Закончились наши тихие игры при ясной луне. На платформе прицепа ловкие ребята крепили три термоядерных боеголовки по пять мегатонн. Класс «Сатана». Как они на наших складах оказались — вопрос, конечно, интересный, но не ко мне. Я их только что увидел. И в действие вступила директива четырнадцать — бис: не допускать захвата и утечки оружия и его комплектующих любой ценой. Как раз наш случай.
— Виктор, — говорю решительно.
— Да я все понимаю! Никого из них выпускать нельзя. Кладем их всех, деньги пополам, так? — сходу отвечает напарник.
Я головой обалдело киваю. Угадал. Только о деньгах, битком набитых коробках, у меня и мысли не мелькнуло. Слишком хорошо я силу этих боеголовок представлял, чтоб о суетной материи думать. Близкий армагедец мне в глаза глядел.

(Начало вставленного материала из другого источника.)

Issue #44, opened 2019-09-23
Auto-select on single option


denisidoro:
If there's a single option available, fzf shouldn't be prompted. The single value should be auto-selected.

A `--no-autoselect` could be added as well.

PR #53, opened 2019-09-23
Skip fzf finder if the list contains a single item

nikush:
Hey, thanks for making such a great tool! I stumbled across issue #44 and thought I'd chip in.

My implementation uses fzf's `--select-1` [option][option] to have it skip the finder screen and autoselect the only item in the list.

Using the default cheats that come with navi, it can be tested by starting navi with a query like so:
```bash
navi query "'uncordon"
```
Note: the [single quote][syntax] in the query tells fzf to search for the exact string "uncordon" rather than fuzzy searching for it.

Running the above command will jump you directly into the `kubectl uncordon` command.

Removing the single quote will yield multiple matches and jump you into the fzf finder screen.

Let me know if there's anything more you need in this pull request!

[option]: https://github.com/junegunn/fzf/blob/master/src/options.go#L81
[syntax]: https://github.com/junegunn/fzf#search-syntax

### DIFF
--- a/src/arg.sh
+++ b/src/arg.sh
@@ -4,8 +4,10 @@ ARG_REGEX="<[0-9a-zA-Z_]+>"
 ARG_DELIMITER="£"
 
 arg::dict() {
-   local -r fn="$(awk -F'---' '{print $1}')"
-   local -r opts="$(awk -F'---' '{print $2}')"
+   # capture stdin because subsequent attempts to read it fail
+   local -r stdin="$(cat -)"
+   local -r fn="$(echo "$stdin" | awk -F'---' '{print $1}')"
+   local -r opts="$(echo "$stdin" | awk -F'---' '{print $2}')"
 
    dict::new fn "$fn" opts "$opts"
 }
--- a/src/arg.sh
+++ b/src/arg.sh
@@ -5,7 +5,7 @@ ARG_DELIMITER="£"
 
 arg::dict() {
    # capture stdin because subsequent attempts to read it fail
-   local -r stdin="$(cat -)"
+   local -r stdin="$(cat)"
    local -r fn="$(echo "$stdin" | awk -F'---' '{print $1}')"
    local -r opts="$(echo "$stdin" | awk -F'---' '{print $2}')"
 
--- a/src/ui.sh
+++ b/src/ui.sh
@@ -14,6 +14,7 @@ ui::select() {
    local -r query="$(dict::get "$OPTIONS" query)"
    local -r entry_point="$(dict::get "$OPTIONS" entry_point)"
    local -r preview="$(dict::get "$OPTIONS" preview)"
+   local -r autoselect="$(dict::get "$OPTIONS" autoselect)"
 
    local args=()
    args+=("-i")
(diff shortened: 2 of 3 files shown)


src/ui.sh
```diff
@@ -29,6 +30,9 @@ ui::select() {
       args+=("--header")
       args+=("Displaying online results. Please refer to 'navi --help' for details")
    fi
+   if [ "$autoselect" == true ]; then
```
denisidoro:
```sh
if "$autoselect"; then
```

nikush: Updated!

nikush:
> Cool! Thanks!
> One question, though: do you know if it works when there's a header?
> I mean, if there's a header + 1 possible entry, does autoselection work?

Good question. In theory yes:
```bash
echo -e "HEADER\nvalue" | fzf --header-lines 1 --select-1 # prints: value
```

Though it doesn't seem to be recognising the header when I test this in navi. I'll investigate and see if I can get it to work.

src/arg.sh
```diff
@@ -4,8 +4,10 @@ ARG_REGEX="<[0-9a-zA-Z_]+>"
 ARG_DELIMITER="£"
 
 arg::dict() {
-   local -r fn="$(awk -F'---' '{print $1}')"
-   local -r opts="$(awk -F'---' '{print $2}')"
+   # capture stdin because subsequent attempts to read it fail
+   local -r stdin="$(cat -)"
+   local -r fn="$(echo "$stdin" | awk -F'---' '{print $1}')"
+   local -r opts="$(echo "$stdin" | awk -F'---' '{print $2}')"
```
nikush: This line to read in the "opts" was always failing for me. Looks like Awk tries to read stdin but it was coming through as empty.

nikush:
@denisidoro I was experiencing some trouble with the `arg::dict` function trying to create a dictionary out of an argument and its associated fzf options.

My understanding is that we have 2 awk commands trying to read from stdin, but stdin can only be read from once (I can't explain why that is though), so the second awk command was reading an empty value; essentially dropping the fzf options for the argument.

My solution was to capture stdin into a variable and pipe that into the 2 awk commands.

Do you experience the same problem on your end?

src/arg.sh
```diff
@@ -4,8 +4,10 @@ ARG_REGEX="<[0-9a-zA-Z_]+>"
 ARG_DELIMITER="£"
 
 arg::dict() {
-   local -r fn="$(awk -F'---' '{print $1}')"
-   local -r opts="$(awk -F'---' '{print $2}')"
+   # capture stdin because subsequent attempts to read it fail
+   local -r stdin="$(cat -)"
```
denisidoro: Is the dash required?

nikush: It's not required. I've removed it.

nikush:
@denisidoro no I'm not able to merge the PR myself.

nikush:
I've just noticed that I've got the `ui::select` function reading the 'autoselect' option, but the `arg::pick` function doesn't, so an argument that populates a list with 1 item will still prompt the user for a selection.

I can fix this by moving the reading of the 'autoselect' option into the `ui::pick` function, ensuring that it is globally read.

What do you think?

denisidoro:
These are exactly the two functions I'm not happy with: they have too much scope. Feel free to make any changes that you consider that will improve code quality. And thanks again!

Когда в сорок первом Ленинград минировали — весь город должны были в руины превратить всего тремя тысячами тонн взрывчатки. А здесь совокупный заряд в пятнадцать мегатонн. Взорви его прямо здесь — Гамбург в море сдунет, а от Москвы одно название останется. Одно утешало. Каждый офицер-ракетчик под роспись получает номер заветного телефона. И когда я его наберу, сразу закрутятся гигантские шестерни боевой машины. Побегут к вертолетам спецназовцы, все дороги перекроют кордоны внутренних войск и замкнет кольцо, блокируя район наглухо, дивизия ВДВ или две. И будет мне честь и слава. Осталось только бой выиграть, живым остаться и до телефона доползти.
Тут ребятки тент на прицеп натянули, зашнуровали, ворота в склад закрыли и по машинам расселись.
— Как до столбика доедут, бей по микроавтобусу. В двигатель целься, — Самоделкин командует. — А то салон прошьет насквозь, зря выстрел пропадет.
А сам трубой гранатомета бронетранспортер сопровождает. Упреждение взял.
— Рот открой! — заорал, и только дымный след бесшумно утренний воздух прорезал.
Башенка вспыхнула прозрачным огнем, а потом уже черные клубы дыма повалили. Моя цель резко затормозила, развернуло автобусик ко мне задними дверями, и стали они открываться. В эту щель я и выстрелил. Катнул гранатомет к Вите, а сам к пулемету прижался. Навел ствол на машину ВАИ и на спуск нажал. Затрясся «Дегтярев» как в лихорадке, и меня стало мотать. Раскинул ноги для упора, а тут и лента кончилась. Всадил я ее одной очередью. Пока менял, гляжу — от штабной машины с генералом обломки догорают. Самоделкин время зря не теряет. Несколько коротких очередей по микроавтобусу выпустил, нет движения. И остались мы пара на пару, мы с Витей и два водителя в кабине. И четыре костра из железа. И мясом сгоревшим пахнет. Я-то привычный. Ракетные шахты не хуже угольных горят, только об этом не пишут. Так уж, когда маршала ракетных войск на испытаниях в клочья разорвет, тогда да — упомянут и других в некрологе. Видел я скелетики черные в «позе боксера».